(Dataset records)

PR #21114, opened 2025-10-28
[ty] Add error counter to the ty benchmark package

alex-gregory-ds:
## Summary

Related to https://github.com/astral-sh/ty/issues/241.

This adds a counter to count the number of errors that are produced by ty on each of the benchmark repositories in `ty_benchmark`. For simplicity, we count the numer of lines produce by ty (when using `--output-format=concise`) as a proxy for the number of errors instead of counting the actual number of errors.

## Test Plan

This is a draft so it's still a work in progress.

### DIFF
--- a/scripts/ty_benchmark/src/benchmark/error_count.py
+++ b/scripts/ty_benchmark/src/benchmark/error_count.py
@@ -88,14 +88,11 @@ class ErrorCountSummary:
             ],
             widths,
         )
-        self._print_line(widths)
 
         old_datetime = old.date_time.strftime("%Y-%m-%d %H:%M:%S")
         new_datetime = new.date_time.strftime("%Y-%m-%d %H:%M:%S")
-        datetime_difference = str(new.date_time - old.date_time)
-        self._print_row(
-            ["datetime", old_datetime, new_datetime, datetime_difference], widths
-        )
+        self._print_row(["", old_datetime, new_datetime, ""], widths)
+        self._print_line(widths)
 
         all_benchmark_names = list(old.error_counts.keys()) + list(
             new.error_counts.keys()


alex-gregory-ds:
Can anyone give me some guidance on where to go from here please? I have a function that counts the number of errors (number of lines) produced by ty. I assume I need to log the number of errors somewhere but:

* I cannot find where `ty_benchmark` is run in the CI/CD pipeline.
* I cannot see how the current Hyperfine benchmark results are logged.

MichaReiser:
The `ty_benchmark` doesn't run on CI. It's a script that we run manually when comparing different type checkers. 

>  I assume I need to log the number of errors somewhere but:

I think what we want is to hard code a rough number of expected diagnostics and compare them with the diagnostics count when running ty. Logging the diagnostic count when there's a mismatch would certainly be useful.

However, I'm not entirely convinced that this is indeed necessary. We could also run ty with `--exit-zero` and have `hyperfine` assert that the exit code is 0.

alex-gregory-ds:
Thanks for the suggestions. This PR includes an `error_count.json` file and every time the benchmark is run, a new file is created called `error_count_new.json`. At the end of the benchmark run, the difference between the two JSON files is printed to the terminal. Here is an example:

```
+--------------------------------------------------------------------------------------+
|                                 Error Count Summary                                  |
+-----------------+----------------------+----------------------+----------------------+
|                 | Old (6a92f1d9)       | New (3ffe3eea)       | Difference           |
|                 | 2025-11-08 11:55:29  | 2025-11-08 12:09:53  |                      |
+-----------------+----------------------+----------------------+----------------------+
| black (cold)    | 44                   | 44                   | 0                    |
| isort (cold)    | 21                   | 21                   | 0                    |
| jinja (cold)    | 81                   | 81                   | 0                    |
+-----------------+----------------------+----------------------+----------------------+
```

Let me know if this is right direction or if it's too much for what you need. If this isn't the right direction, I am happy to close this and try again :).

Currently, I am not running `ty` with `--exit-zero`, and I am not doing this with `hyperfine` but I am happy to make those changes if you'd prefer.

MichaReiser:
CC: @AlexWaygood

MichaReiser:
Thank you @alex-gregory-ds for working on this. 

I realized while working on adding and updating our benchmarks that a much easier approach is just to snapshot the output, and I implemented this as part of https://github.com/astral-sh/ruff/pull/21536. It's certainly a bit verbose, but it has the added benefit that it allows comparison between versions. 

I'm sorry that I misled you towards comparing the error counts instead. I might use your approach if the team decides that my solution is too verbose. But for now, I'll close this PR

alex-gregory-ds:
> I'm sorry that I misled you towards comparing the error counts instead. I might use your approach if the team decides that my solution is too verbose. But for now, I'll close this PR.

No problem at all. Thank you for getting back to me.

● WORK TO BE COMPLETED: Could you return all of the data exactly as written?

● EXPECTED ANSWER:
PR #21114, opened 2025-10-28
[ty] Add error counter to the ty benchmark package

alex-gregory-ds:
## Summary

Related to https://github.com/astral-sh/ty/issues/241.

This adds a counter to count the number of errors that are produced by ty on each of the benchmark repositories in `ty_benchmark`. For simplicity, we count the numer of lines produce by ty (when using `--output-format=concise`) as a proxy for the number of errors instead of counting the actual number of errors.

## Test Plan

This is a draft so it's still a work in progress.

### DIFF
--- a/scripts/ty_benchmark/src/benchmark/error_count.py
+++ b/scripts/ty_benchmark/src/benchmark/error_count.py
@@ -88,14 +88,11 @@ class ErrorCountSummary:
             ],
             widths,
         )
-        self._print_line(widths)
 
         old_datetime = old.date_time.strftime("%Y-%m-%d %H:%M:%S")
         new_datetime = new.date_time.strftime("%Y-%m-%d %H:%M:%S")
-        datetime_difference = str(new.date_time - old.date_time)
-        self._print_row(
-            ["datetime", old_datetime, new_datetime, datetime_difference], widths
-        )
+        self._print_row(["", old_datetime, new_datetime, ""], widths)
+        self._print_line(widths)
 
         all_benchmark_names = list(old.error_counts.keys()) + list(
             new.error_counts.keys()


alex-gregory-ds:
Can anyone give me some guidance on where to go from here please? I have a function that counts the number of errors (number of lines) produced by ty. I assume I need to log the number of errors somewhere but:

* I cannot find where `ty_benchmark` is run in the CI/CD pipeline.
* I cannot see how the current Hyperfine benchmark results are logged.

MichaReiser:
The `ty_benchmark` doesn't run on CI. It's a script that we run manually when comparing different type checkers. 

>  I assume I need to log the number of errors somewhere but:

I think what we want is to hard code a rough number of expected diagnostics and compare them with the diagnostics count when running ty. Logging the diagnostic count when there's a mismatch would certainly be useful.

However, I'm not entirely convinced that this is indeed necessary. We could also run ty with `--exit-zero` and have `hyperfine` assert that the exit code is 0.

alex-gregory-ds:
Thanks for the suggestions. This PR includes an `error_count.json` file and every time the benchmark is run, a new file is created called `error_count_new.json`. At the end of the benchmark run, the difference between the two JSON files is printed to the terminal. Here is an example:

```
+--------------------------------------------------------------------------------------+
|                                 Error Count Summary                                  |
+-----------------+----------------------+----------------------+----------------------+
|                 | Old (6a92f1d9)       | New (3ffe3eea)       | Difference           |
|                 | 2025-11-08 11:55:29  | 2025-11-08 12:09:53  |                      |
+-----------------+----------------------+----------------------+----------------------+
| black (cold)    | 44                   | 44                   | 0                    |
| isort (cold)    | 21                   | 21                   | 0                    |
| jinja (cold)    | 81                   | 81                   | 0                    |
+-----------------+----------------------+----------------------+----------------------+
```

Let me know if this is right direction or if it's too much for what you need. If this isn't the right direction, I am happy to close this and try again :).

Currently, I am not running `ty` with `--exit-zero`, and I am not doing this with `hyperfine` but I am happy to make those changes if you'd prefer.

MichaReiser:
CC: @AlexWaygood

MichaReiser:
Thank you @alex-gregory-ds for working on this. 

I realized while working on adding and updating our benchmarks that a much easier approach is just to snapshot the output, and I implemented this as part of https://github.com/astral-sh/ruff/pull/21536. It's certainly a bit verbose, but it has the added benefit that it allows comparison between versions. 

I'm sorry that I misled you towards comparing the error counts instead. I might use your approach if the team decides that my solution is too verbose. But for now, I'll close this PR

alex-gregory-ds:
> I'm sorry that I misled you towards comparing the error counts instead. I might use your approach if the team decides that my solution is too verbose. But for now, I'll close this PR.

No problem at all. Thank you for getting back to me.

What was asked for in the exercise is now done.